» Problem to work on
Please filter the listing for the string "loop" and copy each matching line.
::::
PR #5905, opened 2021-02-25
[frameworks] add snowpack-react

coetry:
This PR adds framework detection for the Snowpack React template

### DIFF
--- a/packages/frameworks/src/frameworks.ts
+++ b/packages/frameworks/src/frameworks.ts
@@ -1590,7 +1590,7 @@ export const frameworks = [
         placeholder: '`yarn install` or `npm install`',
       },
       buildCommand: {
-        placeholder: '`npm run build` or `react-scripts build`',
+        placeholder: '`npm run build` or `snowpack build`',
       },
       devCommand: {
         value: 'snowpack dev',
--- a/packages/frameworks/src/frameworks.ts
+++ b/packages/frameworks/src/frameworks.ts
@@ -1561,6 +1561,64 @@ export const frameworks = [
     buildCommand: null,
     getOutputDirName: async () => 'public',
   },
+  {
+    name: 'React Snowpack',
+    slug: 'react-snowpack',
+    demo: 'https://react-snowpack-delta.vercel.app',
+    logo:
+      'https://raw.githubusercontent.com/vercel/vercel/master/packages/frameworks/logos/react.svg',
+    tagline:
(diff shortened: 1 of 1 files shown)


packages/frameworks/src/frameworks.ts
```diff
@@ -1561,6 +1561,64 @@ export const frameworks = [
...
+      },
+    },
+    dependency: '@snowpack/plugin-react-refresh',
+    devCommand: 'snowpack dev',
+    buildCommand: 'snowpack build',
+    getOutputDirName: async () => 'build',
+    defaultRoutes: [
+      {
+        src: '/static/(.*)',
+        headers: { 'cache-control': 's-maxage=31536000, immutable' },
```
styfle, line 1609: Is this documented?

packages/frameworks/src/frameworks.ts
```diff
@@ -1561,6 +1561,64 @@ export const frameworks = [
...
+        continue: true,
+      },
+      {
+        handle: 'filesystem',
+      },
+      {
+        src: '/(.*)',
+        headers: { 'cache-control': 's-maxage=0' },
```
styfle, line 1617: What is the purpose of this header? We already purge static files for each deployment so I don't think its necessary.

packages/frameworks/src/frameworks.ts
```diff
@@ -1561,6 +1561,64 @@ export const frameworks = [
     buildCommand: null,
     getOutputDirName: async () => 'public',
   },
+  {
```
styfle, line 1564: The order of this file matters, so I would move Snowpack above "Other"

packages/frameworks/src/frameworks.ts
```diff
@@ -1561,6 +1561,64 @@ export const frameworks = [
...
+    name: 'React Snowpack',
+    slug: 'react-snowpack',
+    demo: 'https://react-snowpack-delta.vercel.app',
+    logo:
+      'https://raw.githubusercontent.com/vercel/vercel/master/packages/frameworks/logos/react.svg',
+    tagline:
+      'Unlike traditional React application tooling, Snowpack saves you from getting bogged down with complex bundler setups and configuration files.',
+    description: 'A React app, bootstrapped with create-snowpack-app',
```
styfle, line 1572: It seems like `create-snowpack-app` doesn't work by itself but it requires a template. Which template did you use? Do we need other framework detection entries for each template, for example Vue?

EndangeredMassa:
@coetry this PR is pretty old at this point. If you'd like to re-open it after addressing the feedback, feel free!

PR #5919, opened 2021-03-01
[routing-utils] Add has route field to schema

ijjk:
### Related Issues

x-ref: https://github.com/vercel/next.js/pull/22341
x-ref: https://github.com/vercel/next.js/issues/22345

#### Tests

#### Code Review


packages/now-routing-utils/src/schemas.ts
```diff
@@ -1,3 +1,27 @@
+const hasSchema = {
+  type: 'array',
+  maxItems: 1024,
```
dav-is: I think this should probably be `12` or something around that

styfle: Yeah or maybe 16 if you want to keep it base 2. 

1024 seems too large if you only have 3 keys to choose from.

ijjk: Updated to `16`

styfle (dismissed):

dav-is (dismissed):

dav-is (dismissed):

packages/routing-utils/src/types.ts
```diff
@@ -67,17 +72,32 @@ export interface VercelConfig {
...
+  }>;
 }
 
 export interface Header {
   source: string;
+  has?: Array<{
+    type: 'header' | 'cookie' | 'query';
+    key: string;
+    value?: string;
+  }>;
```
styfle: If these are all the same, then it might make more sense to create a new type

```ts
export interface HasKeyValue {
    type: 'header' | 'cookie' | 'query';
    key: string;
    value?: string;
  }
```

styfle: Or maybe just

```ts
export type Has = Array<{
    type: 'header' | 'cookie' | 'query';
    key: string;
    value?: string;
  }>
```

ijjk: Updated to share the type 👍

styfle (approved):

dav-is (approved):

PR #5931, opened 2021-03-05
[tests] Install Go in GH Actions Workflows

styfle:
We need to make CI explicit about the lowest common denominator for Go Version like we do with the Node.js Version.

This will add about 10 seconds to CI which is negligible to the 8 min+ CI currently.

### DIFF
--- a/.github/workflows/publish.yml
+++ b/.github/workflows/publish.yml
@@ -12,10 +12,13 @@ jobs:
     name: Publish
     runs-on: ubuntu-latest
     steps:
-    - uses: actions/checkout@v1
-    - uses: actions/setup-node@v1
+    - uses: actions/setup-go@v2
+      with:
+        go-version: '1.13.15'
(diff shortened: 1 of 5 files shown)


AndyBitz (approved):

.github/workflows/publish.yml
```diff
@@ -12,10 +12,13 @@ jobs:
     name: Publish
     runs-on: ubuntu-latest
     steps:
-    - uses: actions/checkout@v1
-    - uses: actions/setup-node@v1
+    - uses: actions/setup-go@v2
+      with:
+        go-version: '1.13.15'
```
TooTallNate, line 17: Is it needed for "Publish"?

styfle: Yes, its needed for `yarn build`

TooTallNate (approved):

ernestd (commented):
lgtm

PR #7832, opened 2022-05-19
[frameworks] Remove `defaultHeaders` / `defaultRedirects` / `defaultRewrites` / `getFsOutputDir()`

TooTallNate:
These properties are leftover from the previous iteration of `vc build` / File System API v2, and are no longer in use.


styfle (approved):
Great, thanks!

EndangeredMassa (approved):

PR #7839, opened 2022-05-20
[next] Use `substring()` instead of `substr()`

TooTallNate:
Fixes linting warnings, i.e.:

> packages/next/src/server-build.ts#L858
>
> substr() is deprecated, use slice() or substring() instead


ijjk (approved):

styfle (approved):
I prefer `.slice()` but `.substring()` will work in most cases too 😃

EndangeredMassa (approved):

PR #7842, opened 2022-05-20
[cli] Refactor vc build `installBuilders()` logic to not use a loop

TooTallNate:
This will prevent the possibility of an infinite loop occurring when importing builders that throw a `MODULE_NOT_FOUND` error. Instead, we'll just try to import the builders, then run yarn if necessary, and then try to import the builders a second time when needed. If that fails then we'll throw the original error.


EndangeredMassa (approved):

packages/cli/src/util/build/import-builders.ts
```diff
@@ -30,168 +34,192 @@ export async function importBuilders(
...
+
+    importResult = await resolveBuilders(
+      buildersDir,
+      builderSpecs,
+      output,
+      installResult.resolvedSpecs
+    );
+
+    if ('buildersToAdd' in importResult) {
+      throw new Error('Something went wrong!');
```
styfle, line 56: Can we improve this error message?

PR #7843, opened 2022-05-20
[cli] Hard-code `VERCEL: 1` env var for "vc build"

TooTallNate:
This env var should normally come from the `.env` file that is created from `vc pull`, but let's just be extra sure and hard-code it directly in to `vc build` command as well.

SvelteKit `adapter-vercel` depends on this env var being set for its detection logic.


styfle (approved):
I wonder if we need this to vary based on the this checkbox https://vercel.com/docs/concepts/projects/environment-variables#system-environment-variables

PR #7844, opened 2022-05-20
[cli] Symlink `@now/build-utils` when installing builders in "vc build"

TooTallNate:
To support legacy Builders like `@frontity/now` which still depends on the old `@now/build-utils` package name, create a symlink to `@vercel/build-utils` to make import the package work transparently.

Depends on #7842 being merged first.


packages/cli/test/unit/util/dev/server.test.ts
```diff
@@ -1,438 +0,0 @@
...
-async function runNpmInstall(fixturePath: string) {
-  if (await fs.pathExists(path.join(fixturePath, 'package.json'))) {
-    return execa('yarn', ['install', '--network-timeout', '1000000'], {
-      cwd: fixturePath,
-      shell: true,
-    });
-  }
-}
-
-interface TestFixtureOptions extends Omit<DevServerOptions, 'output'> {
```
styfle: Why was this deleted?

packages/cli/src/util/build/import-builders.ts
```diff
@@ -203,6 +203,11 @@ async function installBuilders(
     cwd: buildersDir,
   });
 
+  // Symlink `@now/build-utils` -> `@vercel/build-utils` to support legacy Builders
+  const nowScopePath = join(buildersDir, 'node_modules/@now');
```
styfle, line 207:
```suggestion
  const nowScopePath = join(buildersDir, 'node_modules', '@now');
```

TooTallNate: There's no difference

packages/cli/test/unit/util/dev/server.test.ts
TooTallNate: Carry-over from #7845. Not included in the diff here anymore since that PR got merged.

styfle (approved):

PR #7845, opened 2022-05-20
[cli] Convert `DevServer` "Unit" suite tests to "Dev" suite tests

TooTallNate:
The `DevServer` class as it's currently implement is not really suitable for unit testing, since it calls `process.exit()` when shutting down the server. This causes Jest to exit prematurely, and prevents tests after these one from running. This was in fact hiding some failing tests. So these tests were ported over to be "Dev" suite tests which spawn a child process of `vc dev` rather than running them in-process, so that the `process.exit()` doesn't exit Jest.


styfle (approved):
Nice find, thanks!

EndangeredMassa (approved):

ijjk (approved):

PR #7847, opened 2022-05-21
[next] Fix middleware order and add e2e test

ijjk:
This ensures we don't change order of middleware during sorting `continue` routes as `redirects` from `next.config.js` should come before middleware. This adds an actual e2e fixture to ensure the middleware behaves as expected once deployed along with a local integration test to ensure the routes order output are correct.  

### Related Issues

x-ref: https://github.com/vercel/edge-functions/issues/93
x-ref: [slack thread](https://vercel.slack.com/archives/C0289CGVAR2/p1652807280232989)

#### Tests

#### Code Review


packages/next/src/utils.ts
```diff
@@ -2265,6 +2265,7 @@ export async function getMiddlewareBundle({
       source.edgeFunctions[edgeFile] = worker.edgeFunction;
       const route = {
         continue: true,
+        override: true,
```
javivelasco, line 2268: What's the purpose of this property exactly??

javivelasco (approved):
Awesome! Thanks JJ!

packages/next/src/utils.ts
ijjk: It overrides the sorting done during merging routes after the build, it was initially added to fix sorting for `beforeFiles` rewrites x-ref: https://github.com/vercel/vercel/blob/5a7851a7f7d4fdf3e99119f059fa34b897736780/packages/routing-utils/src/merge.ts#L40-L44

styfle: I think this will need to take into account the Next.js version so that it doesn't break existing customers.

Something like `override: gte(version, '12.1.6')`

ijjk: It shouldn't break existing customers, I need to investigate this further but I think we may want to move this before the `beforeFiles` rewrites

PR #7853, opened 2022-05-22
[tests] Revert "update CI to use node@14 and drop support for node@12 (#7819)"

TooTallNate:
This reverts commit 89b5aad36775eb897339ad79dc6d9502b7f5e28b.

This PR seemed to have been prematurely merged since there was still failing tests.


ijjk (approved):

ijjk:
We might need to mark individual checks as required instead of the final E2E one to ensure Kodiak doesn't merge with failing ones 🤔

styfle:
Do all checks run every time? Seems best to mark them all as required if we can.

ijjk:
Yeah they should all run every time and then turbo decides to use a cached version or not 

Updated required checks for `main` branch

PR #7854, opened 2022-05-22
[next] Remove unused middleware definition

Schniz:
This is an unused value anyway, so we should just remove it from the codebase.


ijjk (approved):

TooTallNate (approved):

TooTallNate:
We should also get rid of the `BuildResult` type in this package and use the from from `@vercel/build-utils` instead.

PR #7857, opened 2022-05-22
[next][build-utils] Update to re-use build result type from build-utils

ijjk:
### Related Issues

We were previously using a custom type in Next.js for the build result although there is an existing type for this in the build-utils package which we can centralize around.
::::
» Reply
[cli] Refactor vc build `installBuilders()` logic to not use a loop
This will prevent the possibility of an infinite loop occurring when importing builders that throw a `MODULE_NOT_FOUND` error. Instead, we'll just try to import the builders, then run yarn if necessary, and then try to import the builders a second time when needed. If that fails then we'll throw the original error.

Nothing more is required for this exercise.